■ EXERCISE ■
Your answer should be every line below that includes the word "locally".

Items from a dataset
□ □ □

Issue #1413, opened 2025-05-28
`tenn` scrapers failing


grossir:
Failing since May 23rd, 5 days ago. We should fix it ASAP to prevent needing to backscrape. 

Currently happening for `tennctapp` and `tenncrimapp`; it's a parsing error 

Sentry Issue: [COURTLISTENER-9YG](https://freelawproject.sentry.io/issues/6624494426/?referrer=github_integration)

```
IndexError: list index out of range
  File "cl/scrapers/management/commands/cl_scrape_opinions.py", line 398, in handle
    self.parse_and_scrape_site(mod, options)
  File "cl/scrapers/management/commands/cl_scrape_opinions.py", line 361, in parse_and_scrape_site
    site = mod.Site(save_response_fn=save_response).parse()
```

PR #1414, opened 2025-05-28
Issue tenn scrapers failing 1413

Luis-manzur:
This pull request addresses a parsing error in the Tennessee scraper and updates the changelog to reflect the fix. The changes ensure that the scraper can handle cases where the judge information is missing or formatted differently.

### Fixes to Tennessee scraper:

* [`juriscraper/opinions/united_states/state/tenn.py`](diffhunk://#diff-96be3a6e08b7a0c26d1f45604bbfec5f0223b28f29ae73dbd68047593be44077L43-R45): Updated the `_process_html` method to handle cases where the "judge" field is missing or not explicitly labeled. The code now checks for the presence of the word "judge" in the relevant row before attempting to split and extract the judge's name. If the word "judge" is not found, an empty string is assigned instead.

### Documentation updates:

* [`CHANGES.md`](diffhunk://#diff-d975bf659606195d2165918f93e1cf680ef68ea3c9cab994f033705fea8238b2L24-R24): Added an entry under "Fixes" to document the resolution of the Tennessee scraper parsing error (#1413).

### DIFF
--- a/juriscraper/opinions/united_states/state/tenn.py
+++ b/juriscraper/opinions/united_states/state/tenn.py
@@ -84,7 +84,7 @@ class Site(OpinionSiteLinear):
         :param scraped_text: Text of the scraped content
         :return: dictionary with precedential_status and appeal_from_str
         """
-        lower_court = self.extract_court_name(scraped_text)
+        lower_court = self.extract_lower_court_name(scraped_text)
         precedential_status = (
             "Published"
             if "MEMORANDUM OPINION" not in scraped_text
@@ -97,8 +97,17 @@ class Site(OpinionSiteLinear):
             result["Docket"] = {"appeal_from_str": lower_court}
         return result
 
-    def extract_court_name(self, text: str) -> str:
-        """Extract the lower court name from the provided opinion text."""
+    def extract_lower_court_name(self, text: str) -> str:
+        """Extract the lower court name from the provided opinion text.
+
+        Sometimes there is no introductory cue for the lower court. In that
+        case, it's usually between the case name that contains a "v." and the
+        docket number "No."
+        That's what the third pattern is for
+
+        :param text: the opinion's extracted text
+        :return: the lower court or an empty string
+        """
 
         patterns = [
             r"Appeal by Permission from.+\n(.+)\n",


tests/examples/opinions/united_states/tenn_example.compare.json
```diff
@@ -1,351 +1,351 @@
...
     "case_name_shorts": "",
     "per_curiam": false
   },
   {
-    "case_dates": "2023-09-28",
-    "case_names": "Commercial Painting Company, Inc. v. The Weitz Company, LLC",
-    "download_urls": "/sites/default/files/OpinionsPDFVersion/COMMERCIAL-Majority%20Opinion.pdf",
+    "case_dates": "2025-03-26",
+    "case_names": "Heather Smith v. BlueCross BlueShield of Tennessee (Concurring)",
```
flooie, line 74: Looks like this contains separate concurrences and dissents - we should eventually combine this with the other opinions, but perhaps we should include the type, here concurrence and remove it from the case name.  I think this is still a summary which is nice

flooie: thankfully it does appear to be in the URL as well 

`/default/files/OpinionsPDFVersion/Separate%20Opinion%20`

vs. 

`les/OpinionsPDFVersion/Majority%20Opinion%20-%2`

flooie (changes requested):
This is good to capture the bug - lets do that but lets take a closer look at what we are pulling back.  Looks like we can clean up separate opinions and identify the type.

flooie:
@Luis-manzur is this back to me?  I see it is assigned but tests are failing so I will wait to hear from you

juriscraper/opinions/united_states/state/tenn.py
```diff
@@ -49,12 +68,62 @@ def _process_html(self):
             self.cases.append(
                 {
                     "date": date,
-                    "lower_court": lower_court,
+                    # "lower_court": lower_court,
                     "url": url,
                     "name": name,
                     "docket": rows[1],
                     "judge": judge,
```
grossir, line 75: the source specifically marks the judge as "Authoring Judge:", so we may as well put it into "author", too

juriscraper/opinions/united_states/state/tenn.py
```diff
@@ -49,12 +68,62 @@ def _process_html(self):
...
-                    "summary": rows[-1],
+                    "summary": summary,
```
grossir, line 76: I think you should also capture the field "lower_court_judge"
It is also clearly labeled in the source, for example
"Trial Court Judge: Senior Judge Thomas J. Wright"

juriscraper/opinions/united_states/state/tenn.py
```diff
@@ -49,12 +68,62 @@ def _process_html(self):
...
+        if lower_court:
+            result["Docket"] = {"appeal_from_str": lower_court}
+        return result
+
+    from typing import Optional
+
+    def extract_court_name(self, text: str) -> Optional[str]:
+        patterns = [
+            (
+                r"Appeal by Permission from the\s+(Court of (?:Appeals|Criminal Appeals))(?:\s*\n?\s*)+((?:Chancery|Circuit|Criminal) Court for \w+(?:\s+\w+)* County)",
```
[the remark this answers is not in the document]
Luis-manzur: the output is correct, the start of the regex is to be sure that we are properly identifying the `appeal_from_str` in the text
is "Chancery Court for Davidson County" not the correct output?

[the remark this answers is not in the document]
grossir: @Luis-manzur 

"Chancery Court for Davidson County" is the correct output, but you are actually returning "Court of Appeals Chancery Court for Davidson County", so you should remove the first part "Court of Appeals ". You could use named groups for handling this part 

> the start of the regex is to be sure that we are properly identifying ...

without having to include the start of the regex in the group output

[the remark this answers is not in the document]
Luis-manzur: I just pushed a new and easier way to handle the lower court name extraction.

tests/local/test_ScraperExtractFromTextTest.py
```diff
@@ -856,6 +856,48 @@ class ScraperExtractFromText(unittest.TestCase):
                 {"Citation": "474 P3d 465"},
             ),
         ],
+        "juriscraper.opinions.united_states.state.tenn": [
+            (
+                """"  IN THE SUPREME COURT OF TENNESSEE\n                      AT KNOXVILLE\n                  September 5, 2024 Session\nPAYTON CASTILLO v. DAVID LLOYD REX, M.D. ET AL.\n      Appeal by Permission from the Court of Appeals\n             Circuit Court for Hamilton County\n    No. 20C1270       Ward Jeffrey Holl""",
+                {
+                    "Docket": {
+                        "appeal_from_str": "Court of Appeals Circuit Court for Hamilton County"
```
grossir: This value is still wrong, it should be  just `"Circuit Court for Hamilton County"`

juriscraper/opinions/united_states/state/tenn.py
```diff
@@ -49,12 +71,108 @@ def _process_html(self):
...
+        )
+        result = {
+            "OpinionCluster": {"precedential_status": precedential_status}
+        }
+        if lower_court:
+            result["Docket"] = {"appeal_from_str": lower_court}
+        return result
+
+    def extract_court_name(self, text: str) -> str:
+        """
```
grossir: the previous method using regexes was cleaner and better. You just have to use named groups, which will help discard the unimportant part of the preceding text, and keep only the relevant court

juriscraper/opinions/united_states/state/tenn.py
```diff
@@ -23,24 +39,30 @@ def _process_html(self):
...
                 for row in section.text_content().strip().split("\n", 4)
             ]
 
-            judge = rows[2].split(": ")[1]
+            judge = (
+                rows[2].split(": ")[1] if "judge" in rows[2].lower() else ""
+            )
+            lower_court_judge = (
+                rows[3].split(": ")[1] if "judge" in rows[3].lower() else ""
+            )
```
grossir: this one should check for the full string "Trial Court Judge" in the row

juriscraper/opinions/united_states/state/tenn.py
```diff
@@ -23,24 +39,30 @@ def _process_html(self):
...
+
+            name = re.sub(r"\s*\([^)]+\)", "", name_text).strip()
             rows = [
                 row.strip()
                 for row in section.text_content().strip().split("\n", 4)
             ]
 
-            judge = rows[2].split(": ")[1]
+            judge = (
+                rows[2].split(": ")[1] if "judge" in rows[2].lower() else ""
```
grossir: this one should check for the whole judge string "Authoring Judge" or is that heading name variable?

Trying to avoid picking up the lower court judge as the authoring judge

juriscraper/lib/type_utils.py
```diff
@@ -0,0 +1,27 @@
+# Type constants and mapping for opinion types used in courtlistener.
```
grossir: good idea to put these constants in a file

juriscraper/lib/type_utils.py
```diff
@@ -0,0 +1,27 @@
...
+types_mapping = {
+    UNANIMOUS: "015unamimous",
+    MAJORITY: "020lead",
+    PLURALITY: "025plurality",
+    CONCURRENCE: "030concurrence",
+    CONCURRING_IN_PART_AND_DISSENTING_IN_PART: "035concurrenceinpart",
+    DISSENT: "040dissent",
+    REMITTITUR: "060remittitur",
+    REHEARING: "070rehearing",
+    ON_THE_MERITS: "080onthemerits",
```
grossir: no need for `types_mapping`, just use the proper value straight in the name
```python
UNANIMOUS = "015unamimous"
MAJORITY = "020lead"
...
```

grossir (commented):
Some small changes left @Luis-manzur 

I see you were having problems with the lower court, I am proposing a solution with named groups below

```python
    def extract_court_name(self, text: str) -> str:
        """
        Extract the lower court name from the provided opinion text.
        
        :param text: The full text of the opinion document.
        :return: The extracted lower court name as a string, or an empty string if not found.
        
        """
        regexes = [
            r"Appeal by Permission from.+\n(?P<lower_court>.+)\n",
            r"Appeal from the (?P<lower_court>.+)"

        ]
        for regex in regexes:
            if match := re.search(regex, text[:1000]):
                return match.group('lower_court').strip()
        
        return ""
```

It covers most of the recent cases, only missing this one

"https://www.tncourts.gov/sites/default/files/OpinionsPDFVersion/Order%20-%20M2023-00345-SC-R11-CV.pdf"

but, 24/25 is pretty good for simple code. Check how it covers for the
"Tennessee Claims Commission for the Western Division", sometimes it's better to target a general pattern more than looking for all the specific variations

juriscraper/lib/type_utils.py
grossir, line 1: Great

juriscraper/opinions/united_states/state/tenn.py
```diff
@@ -49,12 +67,85 @@ def _process_html(self):
...
+                for i in range(case_idx + 1, len(lines))
+                if lines[i].startswith("No.")
+            )
+
+            # Return the last non-empty line before "No." line
+            for i in range(no_idx - 1, case_idx, -1):
+                if lines[i]:
+                    return lines[i]
+        except StopIteration:
+            pass
```
grossir: no need to iterate over the whole text of the opinion in line 114 `text.splitlines()`, you probably need to look in less than the first 1000 characters. 

Apart from that, you can summarize the whole splitting and iteration with another regex, which will be cleaner.


`r".+\bv\..+\n(?P<lower_court>.*(\n.*)?)\n.+No\."`

that looks something like this (haven't tested it), and put it in the upper regex loop. You should comment what the regex is looking for, since it's not as explicit as the ones above

grossir (commented):
Almost ready @Luis-manzur , just asking you to refactor the extra lower court extractor

Luis-manzur:
I'm going to take a course about regexs

PR #1417, opened 2025-05-29
chore: Remove narrow Python build branches

adamchainz:
Python 3.3 (2012) removed narrow build support: https://docs.python.org/3/whatsnew/3.3.html#functionality . Since we only support Python 3.9+ now, the branches specifically for it can be removed.


mlissner:
What a time to be alive. Thanks!

PR #1428, opened 2025-06-06
feat(kan*): update kan and kanctapp scrapers

quevon24:
- Update kan and kanctapp scrapers
- Update examples


grossir:
I am getting this, I tried without and with a VPN, and then different US cities

image


It works for me in regular browser use, but I do see this in the request headers, which means it went through cloudflare first

```
cookie
cf_clearance=iKtSFG3Rm4GsjEmObHhIhAgX2o56OyWqQfE8U5QTlGQ-1749228737-1.2.1.1-na_Zh3hBSNhf3hGvXwdrhSGTzFhFu2hKIwD7SR3ylY.QN3cEZv1GE8unMnWCTMYVCj9WtEPU6FWlVwNc9FIH2aI8kF4h2ZRBHH7CW9Z2PapewpgdAIeuLi9cN4OuwBTDutPg2wBj1y6wJ7_xrhudOG3hlTEYzg0aNukHm.EZif0r.znm4TX8mZ3DEXSEJ_I._7GaMLgcdaA3f3PschXewqMQplSiJuEIz4I1u1cd73ifcfC9JOQxElWv2dxUDb5_itxsPcP0TKg8BK2_DvQNnbIk7YZl_nEjuTX_06.Nit7yPG0KUEHEnb4uryBMxz7ocHgfOTRtHx7vJ4pawaIv87_j2UcT6br2YM.4F0MQCtU
```

quevon24:
> I am getting this, I tried without and with a VPN, and then different US cities
> 
> image

Thanks, running it locally? It works for me with and without VPN

flooie:
I agree with @grossir I can not get it to work but I went and looked at using selenium and was able to have it work.  

Bonus points for the fact that we should be able to get this scraper up and working quickly and merge it into one page.  They have a published and unpublished page of like the last 18 months for both supreme and coa.  I think we should do something like this below.  It might need a tweak for the coa - but 

```

import re
from lxml.html import fromstring
from juriscraper.OpinionSiteLinearWebDriven import OpinionSiteLinearWebDriven


class Site(OpinionSiteLinearWebDriven):
    link_xp = '//div[@class="col-md-6"][1]/ul/li'

        self.url = "https://www.example.com"
        self.uses_selenium = True

    def _process_html(self):
        if not self.test_mode_enabled():
            self.initiate_webdriven_session()
        self.url = "https://searchdro.kscourts.gov/Data/decisionsList"
        self.webdriver.get(self.url)
        self.html = fromstring(self.webdriver.page_source)
        if not self.test_mode_enabled():
            links = self.html.xpath(self.link_xp)
        else:
            links = ["fake_link"]
        for link in links:
            closest_h5 = link.xpath('preceding::h5[1]')[0]
            date_string = closest_h5.text_content().strip()
            row_string = link.text_content().strip()
            row_text = re.sub(r"\s+", " ", row_string)
            url = link.xpath(".//a/@href")[0]
            print(row_text)
            docket, name = row_text.split(" - ")
            name, status = name.split("(")
            self.cases.append(
                {
                    "docket": docket,
                    "name": name,
                    "status": status[:-1],
                    "date": date_string,
                    "url": f"https://searchdro.kscourts.gov{url}",
                }
            )

        if not self.test_mode_enabled():
            self.webdriver.quit()
```

and 

```
from juriscraper.opinions.united_states.state import kan


class Site(kan.Site):

    link_xp = '//div[@class="col-md-6"][2]/ul/li'

```

I actually think this works, but just needs to remove the old scrapers and update tests.

flooie:
@grossir @quevon24 if this works, do we need to use selenium and/or do we have a selenium mechanism for collecting the PDF.

juriscraper/opinions/united_states/state/kan.py
```diff
@@ -0,0 +1,64 @@
...
+        self.url = "https://free.law"
+        self.uses_selenium = True
+
+    def _process_html(self):
+        """Process with selenium
+
+        :return: None
+        """
+        if not self.test_mode_enabled():
+            self.initiate_webdriven_session()
```
quevon24, line 34: Why not put this in the if below if it's the same?

juriscraper/opinions/united_states/state/kan.py
```diff
@@ -0,0 +1,64 @@
...
+                    "docket": docket,
+                    "name": name,
+                    "status": status[:-1],
+                    "date": date_string,
+                    "url": f"https://searchdro.kscourts.gov{url}",
+                }
+            )
+
+        if not self.test_mode_enabled():
+            self.webdriver.quit()
```
quevon24:
```suggestion
            self.close_webdriver_session()
```

quevon24 (commented):
It looks good, just two small comments @flooie

PR #5807, opened 2026-07-02
docs(get_media_buy_delivery): correct misleading "Buyer Reference Query" example

sliss:
## What

Replaces the "Buyer Reference Query" example on `get_media_buy_delivery` — which passed buyer-side strings into `media_buy_ids` — with a schema-accurate version.

## Why

`media_buy_ids` are seller-assigned (schema items are `x-entity: media_buy`, "Array of media buy IDs"), and the top-level `buyer_ref` field was **removed in 3.0.0** in favor of canonical seller-assigned `media_buy_id` / `package_id`. The example's comment — *"Query by buyer reference instead of media buy ID"* — implies a buyer-reference lookup key that no longer exists.

In practice this can lead an implementer to build a delivery poller keyed on the buyer's own reference and silently receive empty results for an active buy, because that id never matches a seller-assigned `media_buy_id`. The spec already prescribes the correct path (reconcile via the opaque `context` echoed on `create_media_buy` / `get_media_buys`, per the `MEDIA_BUY_NOT_FOUND` recovery guidance), so the docs should match it.

This was the only example in `docs/` still implying buyer-reference lookup; the remaining `buyer_ref` mentions are the (correct) `context.buyer_ref` usage and the deprecation notes.

## How

- Retitle the section → **"Correlating Your Own Reference"**
- Example ids → seller-style `mb_...`; comments corrected (JS + Python)
- Add a `<Note>` pointing buyers to send their reference in the opaque `context` object (echoed back on `create_media_buy` / `get_media_buys`) and reconcile it to the seller's `media_buy_id` before requesting delivery

Docs-only; the page stays `testable: true` and the snippet shape is unchanged. Changeset: `patch`.

### DIFF
--- a/.changeset/fix-delivery-buyer-ref-example.md
+++ b/.changeset/fix-delivery-buyer-ref-example.md
@@ -1,0 +1,5 @@
+---
+"adcontextprotocol": patch
+---
+
+Fix a misleading `get_media_buy_delivery` example that implied buyers can look up delivery by their own reference. `media_buy_ids` are seller-assigned; the top-level `buyer_ref` field was removed in 3.0.0. The example is retitled "Correlating Your Own Reference", uses seller-assigned `mb_...` IDs, and adds a note pointing buyers to reconcile their own reference via `context` echoed on `create_media_buy` / `get_media_buys`.
--- a/docs/media-buy/task-reference/get_media_buy_delivery.mdx
+++ b/docs/media-buy/task-reference/get_media_buy_delivery.mdx
@@ -447,7 +447,11 @@ asyncio.run(main())
 
 </CodeGroup>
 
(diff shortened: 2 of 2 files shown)


sliss:
I have read the IPR Policy

bokelley (approved):
Reviewed the docs/source-schema alignment for the get_media_buy_delivery buyer-reference example. The change correctly avoids implying buyer-reference lookup via media_buy_ids, points correlation to opaque context, and includes a scoped changeset. Focused snippet validation and diff whitespace checks passed locally.

bokelley (approved):
Re-approved after updating the PR branch from main. The update only brought the branch current; the reviewed docs/schema-alignment change remains the same.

□ □ □

■ TASK SOLUTION ■
Thanks, running it locally? It works for me with and without VPN
Reviewed the docs/source-schema alignment for the get_media_buy_delivery buyer-reference example. The change correctly avoids implying buyer-reference lookup via media_buy_ids, points correlation to opaque context, and includes a scoped changeset. Focused snippet validation and diff whitespace checks passed locally.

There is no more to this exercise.